N- and C-terminal regions of the small heat shock protein IbpA from Acholeplasma laidlawii competitively govern its oligomerization pattern and chaperone-like activity

Small heat shock proteins (sHSPs) are ubiquitous molecular chaperones preventing the irreversible denaturation of proteins. While in Escherichia coli two sHSPs IbpA and IbpB work in strong cooperation, the sole Mollicute with free-living ability Acholeplasma laidlawii carries a single gene encoding the sHSP protein AlIbpA. In vitro, independently of the temperature, AlIbpA forms a heterogeneous mixture of approximately 24-mer globules, fibrils and huge protein aggregates.

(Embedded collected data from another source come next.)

PR #31, opened 2021-11-01
Full proposal json

gavindoughtie:
Editable JSON for the entire proposal, with editable messages

### DIFF
--- a/components/JsonEditor.tsx
+++ b/components/JsonEditor.tsx
@@ -5,10 +5,12 @@ import 'jsoneditor/dist/jsoneditor.css'
 export default function JsonEditor({
   json,
   onJsonChange,
+  onJsonError = (e: any) => {},
   ...props
 }: {
   json: any
   onJsonChange: (arg0: any) => void
+  onJsonError: (e: any) => void
 }) {
   const containerRef: MutableRefObject<any | null> = useRef(null)
   const editorRef: MutableRefObject<any | null> = useRef(null)
@@ -23,13 +25,11 @@ export default function JsonEditor({
           try {
             const json = editorRef.current.get()
             onJsonChange(json)
-          } catch (e) {
-            console.error(e)
+          } catch (e: any) {
+            onJsonError(e)
           }
         },
       } as any
-      // options['modes'] = ['view', 'tree', 'form', 'text']
-      // options['mode'] = 'text'
       const editor = new BaseJsonEditor(containerRef.current, options)
       editor.setMode('code')
       editor.set(json)
@@ -43,5 +43,10 @@ export default function JsonEditor({
     }
   }, [containerRef, json, props, onJsonChange])
 
-  return <div style={{ minHeight: '200px' }} ref={containerRef} />
+  return (
+    <div
+      className="min-h-full"
+      ref={containerRef}
+    />
+  )
 }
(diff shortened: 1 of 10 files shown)


JakeHartnell (approved):
LGTM

components/JsonEditor.tsx
```diff
@@ -43,5 +43,10 @@ export default function JsonEditor({
     }
   }, [containerRef, json, props, onJsonChange])
 
-  return <div style={{ minHeight: '200px' }} ref={containerRef} />
+  return (
+    <div
+      className="min-h-full"
```
ebaker, line 48: nice tailwind 👍

models/proposal/proposalForMessage.ts
```diff
@@ -0,0 +1,40 @@
+import { EmptyProposal, Proposal } from './proposal'
+import { ProposalReducer } from './proposalReducer'
+
+export function proposalForMessage(json: any): Proposal {
+  let proposal: Proposal = { ...EmptyProposal }
```
ebaker, line 5: can this be `const`?

components/ProposalEditor.tsx
```diff
@@ -236,6 +240,65 @@ export default function ProposalEditor({
...
+  let mainEditor
+  if (editProposalJson) {
+    mainEditor = (
+      <RawEditor
+        json={messageForProposal(proposal)}
+        onChange={handleJsonChanged}
+      ></RawEditor>
+    )
+  } else {
+    mainEditor = (
```
ebaker, line 261: i still feel like this should get broken out into a separate component. let's leave it here for now and continue iterating, just wanted to make a note

models/proposal/proposalForMessage.ts
```diff
@@ -0,0 +1,40 @@
...
+  return updateProposalForMessage(proposal, json)
+}
+
+export function updateProposalForMessage(
+  proposal: Proposal,
+  json: any
+): Proposal {
+  let valid = true
```
ebaker, line 13: can valid be false? don't see a case now, just checking

pages/proposals/[proposalId].tsx
```diff
@@ -176,6 +176,15 @@ const Proposal: NextPage = () => {
       <LineAlert msg={initialMessage} variant={initialMessageStatus} />
     ) : null
 
+  let proposalMessageContent = null
+  if (proposal?.msgs?.length) {
```
Comment (ebaker) [inline pages/proposals/[proposalId].tsx:180]: i feel like this would be more clear as a ternary, what do you think? also seems like another place it might make sense to create a component outside of this render, but we can leave it here for now for quicker iteration

ebaker (approved):
nice work! 👍 

overall looks good 🙂  i think there's some places we could break things out into components to trim the logic in the render functions, but we can break the components out later as we iterate

models/proposal/proposalForMessage.ts
gavindoughtie: Even better it can be inlined

models/proposal/proposalForMessage.ts
gavindoughtie: I was thinking we'd have some draft proposal updates where the message isn't valid but deleting for now

pages/proposals/[proposalId].tsx
Comment (gavindoughtie) [reply pages/proposals/[proposalId].tsx:180]: Definitely moved to a ternary in this case. I do like moving things to sub-components but I wait for "this is feeling gross" because there's some overhead in every separate component file you have to maintain. I think of the proposal component as a "shell" around several other components that reflect the proposal's contents. What were you thinking was a logical sub-group of those?

PR #32, opened 2021-11-02
quick fix for editor jank

gavindoughtie:
There's an issue with the JSON editor implementation that means we can't currently re-render it inside a component without losing the user's context.


ebaker (approved):
lgtm 👍

PR #35, opened 2021-11-03
New create ux

JakeHartnell:
Did this on the plane! Added a markdown editor too.

### DIFF
--- a/components/CustomEditor.tsx
+++ b/components/CustomEditor.tsx
@@ -5,6 +5,7 @@ import {
 import { ProposalAction } from 'models/proposal/proposalActions'
 import React, { useState } from 'react'
 import JSONInput from 'react-json-editor-ajrm'
+// @ts-ignore
 import locale from 'react-json-editor-ajrm/locale/en'
 
 export default function CustomEditor({
@@ -43,11 +44,11 @@ export default function CustomEditor({
   }
 
   // Handles values from react-json-editor-ajrm
-  function handleMessage(msg) {
+  function handleMessage(msg: any) {
     if (!msg.error) {
-      setError(undefined)
       setMessage(msg.json)
       updateCustom()
+      setError(undefined)
     } else {
       setError(msg.error)
     }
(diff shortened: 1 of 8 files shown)


components/ProposalCard.tsx
```diff
@@ -87,15 +87,13 @@ export default function ProposalCard({
   status,
   expires_at,
 }: ProposalCardProps) {
-  const expiresAtDateTime = new Date(expires_at / 1000000).toLocaleString()
+  //// TODO fix, expires_at time
```
gavindoughtie, line 90: I use this convention for todos: `TODO(user.name): message` which is nice for grepping with a lot of contributors.

gavindoughtie (approved):
Code LGTM.

This is probably better for quick demos in Lisbon, though I'm concerned about the drivability of the UI as things get longer/larger. Also sad to see the fancy JSON editor gone. Do you think we should bring it back for v1?

components/CustomEditor.tsx
```diff
@@ -0,0 +1,71 @@
...
+}: {
+  dispatch: (action: ProposalAction) => void
+  customMsg: MessageMapEntry
+}) {
+  const [message, setMessage] = useState(JSON.stringify(customMsg.message))
+  const [error, setError] = useState(undefined)
+
+  function updateCustom() {
+    try {
+      const id = customMsg?.id ?? ''
```
gavindoughtie, line 22: You want this to be `message?.id` don't you?

components/CustomEditor.tsx
```diff
@@ -0,0 +1,71 @@
...
+    } catch (err) {
+      console.error(err)
+    }
+  }
+
+  // Handles values from react-json-editor-ajrm
+  function handleMessage(msg) {
+    if (!msg.error) {
+      setError(undefined)
+      setMessage(msg.json)
```
gavindoughtie, line 49: I think this is in the incorrect sequence and makes the proposal update lag behind

JakeHartnell:
> Code LGTM.
> 
> This is probably better for quick demos in Lisbon, though I'm concerned about the drivability of the UI as things get longer/larger. Also sad to see the fancy JSON editor gone. Do you think we should bring it back for v1?

Can bring it back if we get it working nicely.

components/ProposalCard.tsx
JakeHartnell: Added a link to the new git issue I just created for this.

PR #41, opened 2021-11-08
Json editor fixes

gavindoughtie:
Video here: https://photos.app.goo.gl/FgxdDpEDPNuBr9cM7


JakeHartnell:
Looks like it's working now... feel the UX could be slightly better... but we can do that later. Is there a way we can do this without the save button?

Last thing, we need to run prettier so linting passes. You can install prettier in VS Code (or emacs) so it happens automatically.

gavindoughtie:
> Looks like it's working now... feel the UX could be slightly better... but we can do that later. Is there a way we can do this without the save button?
> 
> Last thing, we need to run prettier so linting passes. You can install prettier in VS Code (or emacs) so it happens automatically.

Done. Also was able to remove the save button. I dislike unstable UI, and the default error reporting in the control shifts the content around (hence my "status" area above it). Something to noodle around with, possibly will want to handle JSON editors as part of the reduced state and report it in the line that currently displays the message label ("CUSTOM json stuff")

JakeHartnell (approved):

PR #678, opened 2022-06-29
i18n: Ukrainian 🇺🇦

bmorphism:
image


packages/i18n/next-i18next.config.js
```diff
@@ -4,7 +4,7 @@ const path = require('path')
 const config = {
   i18n: {
     // Add your language ISO 639-1 code here.
-    locales: ['en', 'it'],
+    locales: ['en', 'it', 'pl', 'uk', 'zh'],
```
elsehow, line 7: Let's make this just `uk`, then should be good to go!

elsehow (changes requested):

elsehow (approved):

Issue #275, opened 2022-01-25
Re integrate proposal drafts


elsehow:
See https://github.com/DA0-DA0/docs/issues/30

Steps to reproduce:
- Make a proposal
- Press "Delete proposal draft"

Nothing happens, with no message in the console.

NoahSaso:
Completed in v2.

PR #748, opened 2022-07-20
[WIP] proposal drafts 

ebaker:
#### Issue
#275 

#### Screenshot

image

#### TODO
- refactor logic to better handle edge cases (navigating from draft to another drafts, prefill, & clear draftIds that don't exist)


NoahSaso:
Drafts implemented in v2. Thanks for your work on this @ebaker which inspired the latest implementation!

PR #754, opened 2022-07-21
i18n: Chinese 🇨🇳

bmorphism:
Xili (Sherry) has done this in a jiffy, I am helping with local testing and the right structure.

Please add to repo and reward w/ translation @xilimoocow

中国特色社会主义3


packages/i18n/next-i18next.config.js
```diff
@@ -4,7 +4,7 @@ const path = require('path')
 const config = {
   i18n: {
     // Add your language ISO 639-1 code here.
-    locales: ['en', 'it'],
+    locales: ['en', 'it', 'pl', 'uk', 'zh'],
```
elsehow, line 7: Can we add just the `zh` to this PR?

(I'm going to merge this first and get a second Mandarin-speaking reviewer to give it a pass).

elsehow (changes requested):

packages/i18n/next-i18next.config.js
JakeHartnell: IMO, let's get these all in and then try to get feedback from those who speak the language.

elsehow (approved):

PR #800, opened 2022-08-10
Support no quorum in update voting config action

### LINKED ISSUE #786: Detect existing voting config when update voting config proposal is created
https://discord.com/channels/895922260047720449/895922260655874080/1003709574303453294

Current 'update voting config' action does not detect existing voting config when creating a new proposal.

Specifically, if the DAO has quorum turned off, the proposal still loads an option to change quorum %age threshold. If possible, maybe we can consider an on/off toggle for the quorum action so that users have the option to leave it off, or turn it on. When "on" is selected, the %age threshold option can appear.

Furthermore, it might be worth allowing users to customize the voting configuration actions even further. That way the user can simply "remove" or "turn off" whichever settings are not relevant to their proposal. For example, if you only wanted to change the voting period from 1 day to 3 days, the other settings (thresholds, add/remove users, etc.) could be removed.

NoahSaso:
Resolves #786 

Adds support for enabled/disabled quorum to the `cw-proposal-single` proposal module adapter's UpdateVotingConfig action.
Screen Shot 2022-08-10 at 4 02 14 PM


ebaker (approved):
lgtm :+1:

PR #802, opened 2022-08-11
Fixed staking modal with proposal deposit

NoahSaso:
Added back button to stake all tokens except the proposal deposit, using the maximum proposal deposit from available proposal module adapters.

Also default to max (or max less proposal deposit if exists) when showing staking modal.

image

### DIFF
--- a/apps/dapp/pages/dao/[address]/index.tsx
+++ b/apps/dapp/pages/dao/[address]/index.tsx
@@ -5,7 +5,7 @@ import axios from 'axios'
 import { getAverageColor } from 'fast-average-color-node'
 import type { GetStaticPaths, GetStaticProps, NextPage } from 'next'
 import { useRouter } from 'next/router'
-import React, { useEffect, useState } from 'react'
+import React, { useEffect, useMemo, useState } from 'react'
 import { useTranslation } from 'react-i18next'
 
 import {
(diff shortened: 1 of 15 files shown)


apps/dapp/pages/dao/[address]/index.tsx
```diff
@@ -104,12 +132,31 @@ const InnerDAOHome = () => {
...
+          }).hooks.useDepositInfo
+      ),
+    [coreAddress, proposalModules]
+  )
+  const proposalModuleDepositInfos = useDepositInfoHooks
+    .map((useDepositInfo) =>
+      // eslint-disable-next-line react-hooks/rules-of-hooks
+      useDepositInfo?.()
+    )
+    .filter(Boolean) as CheckedDepositInfo[]
```
Comment (elsehow) [inline apps/dapp/pages/dao/[address]/index.tsx:158]: What's going on in this line? This has "magical chained method" energy. Perhaps a comment would help?

packages/voting-module-adapter/adapters/cw20-staked-balance-voting/components/Membership/index.tsx
```diff
@@ -83,6 +86,18 @@ const InnerMembership: FC<Omit<MembershipProps, 'primaryText'>> = ({
   const [showStakingMode, setShowStakingMode] = useState<StakingMode>()
   const stakingLoading = useRecoilValue(stakingLoadingAtom)
 
+  // Get max proposal deposit that needs the governance token.
```
elsehow, line 89: Let's make this comment more specific by telling the what and why of what we're doing. Something like:

```
// Of all the proposal modules this DAO uses, find the highest proposal deposit.
// We'll suggest that the user reserve that amount for proposals in our staking modal.
```

elsehow (changes requested):

elsehow (approved):

JakeHartnell (approved):

PR #964, opened 2022-12-18
Remove established from profile cards

NoahSaso:
The v2 profile card designs contained an "established" date display, which we don't currently use. There isn't a clear use for this date, which indicates that it may not be a very meaningful piece of information. It could mean when you first joined a DAO, when you performed your first transaction, or when you first set your profile name.

This PR removes that code. No need to keep it in until we decide we want it.


elsehow (approved):
great

PR #966, opened 2022-12-19
Save latest proposal form state to localStorage

NoahSaso:
The Create DAO form automatically saves to the browser's local cache to prevent loss of data. Proposals don't have this; instead, they use drafts which let users save incomplete proposals for later.

This PR mimics the create DAO form's behavior of automatically saving the latest state, to prevent accidental data loss. It is scoped by DAO, so there will be a different latest save state per DAO. The save state will get cleared once the proposal is created.

Drafts still exist, though are a slightly different use case. It doesn't hurt to have both.


elsehow (approved):
Beautiful.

The removal of either 12 or 25 N-terminal amino acids led to the formation of fibrils and enhanced the protein ability to prevent the temperature-induced aggregation of insulin, assuming the fibrillar form as an active protein. In turn, the deletion of the C-terminus or substitution of C-terminal LEL motif by SEP decreased the temperature stability of AlIbpA and eliminated its chaperone function completely, although the protein remained predominantly in a globular state. This suggests that the C-terminal LEL motif is necessary for the chaperon-like activity of AlIbpA and fibril formation. Double N- and C-terminal truncations abolished both the chaperone-like activity and huge oligomer formation. Since the globular form of sHSPs is considered as their inactive form, our data suggest that the N-terminus of AlIbpA is responsible for the huge globule (low-active form) formation and behaves as an intramolecular inhibitor of the fibrils (active form) formation and substrates binding. Taken together these data demonstrate non-trivial properties of AlIbpA, in which the competitive action of N- and C-termini governs the equilibrium between either fibrillar or globular structures representing a possible molecular mechanism of the AlIbpA activity regulation.